HOW TO COMPLETE THIS TASK: A single number is the answer here: the count of lines in the data below that include the word "migrated".
···
PR #8043, opened 2021-07-14
feat(ci): Test to run hourly teravm Job in CI

uri200:

## Summary

This is a test job to try to run TeraVM regression test on CI.

The idea is to run an hourly test on master. Similar to the xwf hourly test we already run.
The Job will run the fab script on the lab remotely using a third party node.

Note the job will fail because we have one test that fails. But this is fine

## Test Plan

Tested on a PR branch (but this will run on master once landed)
https://app.circleci.com/pipelines/github/magma/magma/28866/workflows/3f17cc0a-e75e-418b-ad7c-840f7e57c15d/jobs/323370

image

## Additional Information

### DIFF
--- a/.circleci/config.yml
+++ b/.circleci/config.yml
@@ -1349,6 +1349,28 @@ jobs:
           version_path: versions/nms_version
       - magma_slack_notify
 
+
+  ### Regression
+
+  teravm-regression:
+    machine:
+      image: ubuntu-1604:201903-01
+      docker_layer_caching: true
+    resource_class: large
+    environment:
+      MAGMA_ROOT: /home/circleci/project
+    steps:
+      - checkout
+      - run:
+          name: run terravm test
+          no_output_timeout: 60m
+          command: |
+            cd ${MAGMA_ROOT}
+            cd ci-scripts/teravm/go/teravm_ci/
+            ./teravm_ci -key $TERAVM_REMOTE_ACCESS_KEY
+
+
+
   ### XWF
 
   xwfm-test:
@@ -1661,6 +1683,14 @@ workflows:
           images: 'gateway_python|gateway_pipelined|gateway_go'
           tag-latest: true
 
+
+  hourly_teravm_regression:
+    triggers:
+      - schedule:
+          cron: "0 * * * *"
+          <<: *only_master
+    jobs:
+      - teravm-regression
 
   cwf_operator:
     jobs:
--- a/ci-scripts/teravm/fabfile.py
+++ b/ci-scripts/teravm/fabfile.py
@@ -18,6 +18,7 @@ import os
 import re
 import sys
 import time
+from datetime import datetime
 
 from fabric.api import cd, env, hide, local, run, settings
 from fabric.operations import put, sudo
@@ -88,8 +89,8 @@ def upgrade_and_run_3gpp_tests(
     if err:
         sys.exit(1)
 
-    fastprint("\nSleeping for 30 seconds to make sure system is read\n\n")
-    time.sleep(30)
+    fastprint("\nSleeping for 60 seconds to make sure system is read\n\n")
+    time.sleep(60)
 
     verdicts = run_3gpp_tests(setup, key_filename, custom_test_file)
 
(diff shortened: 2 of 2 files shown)


lte/gateway/python/magma/subscriberdb/client.py
```diff
@@ -86,8 +86,10 @@ async def _run(self) -> None:
         subscribers, flat_digest = await self._get_all_subscribers()
         if subscribers is None:
             return
-        self._update_flat_digest(flat_digest)
+        # Process subscriber data before digest data, in case there's a gateway
+        # failure between the calls
         self._process_subscribers(subscribers)
+        self._update_flat_digest(flat_digest)
```
uri200: renoving this change

rdefosse:
@uri200 @quentinDERORY 

I thought we would avoid adding new CI jobs to `circle-ci` env.

Regards
Raphael

quentinDERORY:
> @uri200 @quentinDERORY
> 
> I thought we would avoid adding new CI jobs to `circle-ci` env.
> 
> Regards
> Raphael

It's true it would be best to add new jobs to github actions instead of circle ci.
But for here specifically, this job will need to get migrated to the new jenkins as we don't want to use remote internal lab node.
It's fine to add this one still.

ci-scripts/teravm/fabfile.py
```diff
@@ -386,9 +395,11 @@ def _get_gateway_image(hash):
 
 def _get_latest_agw_tag(setup, key_filename):
     _setup_env("magma", VM_IP_MAP[setup]["gateway"], key_filename)
+    """
```
quentinDERORY: Can we just delete commented code?

rdefosse:
> 
> 
> > @uri200 @quentinDERORY
> > I thought we would avoid adding new CI jobs to `circle-ci` env.
> > Regards
> > Raphael
> 
> It's true it would be best to add new jobs to github actions instead of circle ci.
> But for here specifically, this job will need to get migrated to the new jenkins as we don't want to use remote internal lab node.
> It's fine to add this one still.

Hi @quentinDERORY 

Yes I meant migrating to LF Jenkins (not necessarily to GHA).

I just wanted to avoid double work (another migration to do).

Regards
Raphael

quentinDERORY (approved):
LGTM except linting/python style issues

uri200:
Hey @rdefosse , @quentinDERORY , this is a regression job we have been waiting for the last 2 years. We have now been able to workaround the issues and integrate it.

For now the idea is to run it as experimental and see how it responds and what we should improve on our regression test bed. It will run as a cron job and will not block master.

Note this has to run on an internal lab since teravn is a full environment (not virtual).

ci-scripts/teravm/fabfile.py
uri200: this should not have been here. Thanks

.circleci/config.yml
```diff
@@ -1349,6 +1349,28 @@ jobs:
...
+      - run:
+          name: run terravm test
+          no_output_timeout: 60m
+          command: |
+            cd ${MAGMA_ROOT}
+            cd ci-scripts/teravm/go/teravm_ci/
+            ./teravm_ci -key $TERAVM_REMOTE_ACCESS_KEY
+
+
+
```
uri200, line 1373: note this space is the same amount we are leaving in other parts of this file

rdefosse:
> 
> 
> Hey @rdefosse , @quentinDERORY , this is a regression job we have been waiting for the last 2 years. We have now been able to workaround the issues and integrate it.
> 
> For now the idea is to run it as experimental and see how it responds and what we should improve on our regression test bed. It will run as a cron job and will not block master.
> 
> Note this has to run on an internal lab since teravn is a full environment (not virtual).

@uri200 

I understand the pain! I just wanted to flag that we were supposed to migrate to LF Jenkins.

Regards
Raphael

ekowtaylor:
@uri200 it looks like this change has gone stale, what is the plan to move this forward

uri200:
> @uri200 it looks like this change has gone stale, what is the plan to move this forward

We have to find some time to test this more. But the idea is to use it in the near future while we don't have any other solution for teravm + CI

ekowtaylor:
@uri200, this PR has now gone stale. To maintain a healthy codebase, it will automatically closed unless there are plans to rebase and merge by close of week

uri200:
> @uri200, this PR has now gone stale. To maintain a healthy codebase, it will automatically closed unless there are plans to rebase and merge by close of week

Hey @ekowtaylor this is still on hold due to other priorities. Needs to be tested more to see if it works well. It is on my to do list.

PR #8044, opened 2021-07-14
feat(orc8r): Implement logic for caching subscriber protos

wangyyt1013:

## Summary

1. Add `SubProtoStore` that manages cached subscriber protos
2. Add logic in `subscriberdb_cache` that constantly updates the `SubProtoStore`
3. Add logic in `subscriberdb` that loads subscriber protos from the cahce, instead of from `configurator` (behind a feature flag)

## Test Plan

2. Added new test cases for added code

## Additional Information


lte/protos/subscriberdb.proto
```diff
@@ -242,7 +242,7 @@ message SyncSubscribersResponse {
   repeated SubscriberDigestWithID per_sub_digests = 3;
   // to_renew is the set of all subscriber data modified/added on the server side,
   // indexed by their IDs (IMSI).
-  map<string, SubscriberData> to_renew = 4;
+  repeated SubscriberData to_renew = 4;
```
hcgatewood, line 245: 1. Why the change? (And update the comment if we keep the change)
2. Will probably need to make an accompanying change on the gateway

lte/cloud/go/services/subscriberdb_cache/worker.go
```diff
@@ -28,9 +29,9 @@ import (
 	"github.com/thoas/go-funk"
 )
 
-func MonitorDigests(config Config, digestStore storage.DigestStore, perSubDigestStore *storage.PerSubDigestStore) {
+func MonitorDigests(config Config, digestStore storage.DigestStore, perSubDigestStore *storage.PerSubDigestStore, subProtoStore *storage.SubProtoStore) {
```
hcgatewood: Just call it "subStore"

lte/cloud/go/services/subscriberdb_cache/worker.go
```diff
@@ -66,43 +69,108 @@ func RenewDigests(
...
+	err = subProtoStore.DeleteSubProtos(networksToRemove)
+	if err != nil {
+		return nil, nil, errors.Wrapf(err, "remove sub protos of invalid networks")
+	}
 
 	errs := &multierror.Error{}
-	flatDigestsByNetwork := map[string]string{}
 	perSubDigestsByNetwork := map[string][]*lte_protos.SubscriberDigestWithID{}
+	flatDigestsByNetwork := map[string]string{}
 	for _, network := range networksToRenew {
```
hcgatewood, line 80: The logic in this for loop is wonky (and don't use goto except with dire need). Pull each iteration of the loop into a fn, that should help

lte/cloud/go/services/subscriberdb_cache/worker.go
```diff
@@ -66,43 +69,108 @@ func RenewDigests(
...
+		return nil, errors.Wrapf(err, "get per sub dgests to update")
+	}
+	err = perSubDigestStore.SetDigest(network, perSubDigests)
+	if err != nil {
+		return nil, errors.Wrapf(err, "set per sub digest")
+	}
+	return perSubDigests, nil
+}
+
+func updateDigestByNetwork(network string, digestStore storage.DigestStore) (string, string, error) {
```
hcgatewood: "updateDigest"

lte/cloud/go/services/subscriberdb_cache/worker.go
```diff
@@ -66,43 +69,108 @@ func RenewDigests(
...
+			multierror.Append(errs, errors.Wrapf(err, "update subscriber protos for network %+v", network))
 		}
-		flatDigestsByNetwork[network] = digest
-		perSubDigestsByNetwork[network] = perSubDigests
+		// TODO(wangyyt1013): add logs for updated sub protos
 	}
 	return flatDigestsByNetwork, perSubDigestsByNetwork, errs.ErrorOrNil()
 }
 
+func updatePerSubDigestsByNetwork(network string, perSubDigestStore *storage.PerSubDigestStore) ([]*lte_protos.SubscriberDigestWithID, error) {
```
hcgatewood: "updatePerSubDigests"

lte/cloud/go/services/subscriberdb_cache/worker.go
```diff
@@ -66,43 +69,108 @@ func RenewDigests(
...
+		return "", "", errors.Wrapf(err, "get previous flat digest")
+	}
+	err = digestStore.SetDigest(network, digest)
+	if err != nil {
+		return "", "", errors.Wrapf(err, "set flat digest")
+	}
+	return digest, prevDigest, nil
+}
+
+func updateSubProtosByNetwork(network string, subProtoStore *storage.SubProtoStore) error {
```
hcgatewood: "updateSubscribers"

lte/cloud/go/services/subscriberdb_cache/worker.go
```diff
@@ -66,43 +69,108 @@ func RenewDigests(
...
+
+	token := ""
+	foundEmptyToken := false
+	for !foundEmptyToken {
+		subProtos, nextToken, err := subscriberdb.LoadSubProtosPage(0, token, network, apnsByName, lte_models.ApnResources{})
+		if err != nil {
+			return err
+		}
+
+		err = subProtoStore.InsertManyByNetwork(network, subProtos)
```
hcgatewood: Okay just a general pattern throughout: no need to say "by network" because (a) you're only taking the action for a single network and (b) given that you pass `network` as a param, it's clear that it's scoped to the particular networ

lte/cloud/go/services/subscriberdb/storage/sub_proto.go
```diff
@@ -0,0 +1,335 @@
...
+func NewSubProtoStore(db *sql.DB, builder sqorc.StatementBuilder) *SubProtoStore {
+	return &SubProtoStore{db: db, builder: builder}
+}
+
+// getSqlDialect looks up the sql dialect of the current environment once and stores it
+// in memory cache for use.
+func getSqlDialect() string {
+	once.Do(func() {
+		dialect, envFound := os.LookupEnv("SQL_DIALECT")
+		// Default to postgresql
```
hcgatewood: Do we do this in other parts of the codebase? iirc we actually require sql_dialect to be set and error if it's not

lte/cloud/go/services/subscriberdb/storage/sub_proto.go
```diff
@@ -0,0 +1,335 @@
...
+			Column(subProtoSidCol).Type(sqorc.ColumnTypeText).NotNull().EndColumn().
+			Column(subProtoProtoCol).Type(sqorc.ColumnTypeBytes).NotNull().EndColumn().
+			PrimaryKey(subProtoNidCol, subProtoSidCol).
+			RunWith(tx).
+			Exec()
+		if err != nil {
+			return nil, errors.Wrap(err, "initialize sub proto store table")
+		}
+		_, err = l.builder.CreateTable(subProtoTmpTableName).
+			IfNotExists().
```
hcgatewood: Can you just do "create table if not exists like subtable" ?

lte/cloud/go/services/subscriberdb/storage/sub_proto.go
```diff
@@ -0,0 +1,335 @@
...
+			sqlDialect = sqorc.PostgresDialect
+		} else {
+			sqlDialect = dialect
+		}
+	})
+	return sqlDialect
+}
+func (l *SubProtoStore) Initialize() error {
+	txFn := func(tx *sql.Tx) (interface{}, error) {
+		_, err := l.builder.CreateTable(subProtoTableName).
```
hcgatewood: Here and throughout: "sub proto" isn't necessary, just call it "subscriber" e.g. `subscriberTableName`

And actually, for conciseness just call it `subscriberTable`

lte/cloud/go/services/subscriberdb/storage/sub_proto.go
```diff
@@ -0,0 +1,335 @@
...
+}
+
+// CommitUpdateByNetwork cleans up and re-populates the subscriber proto store table with data from the temporary
+// table for a particular network, and then truncates the temporary table.
+func (l *SubProtoStore) CommitUpdateByNetwork(network string) error {
+	txFn := func(tx *sql.Tx) (interface{}, error) {
+		// HACK: hard coding sql query because there currently doesn't exist good support
+		// for this following query with squirrel
+		deleteRowsOnlyInRealTableQuery := fmt.Sprintf(
+			"DELETE FROM %s WHERE (%s = \"%s\") AND ((%s, %s) NOT IN (SELECT %s, %s FROM %s))",
```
···
RESULT FOR THIS EXERCISE: 2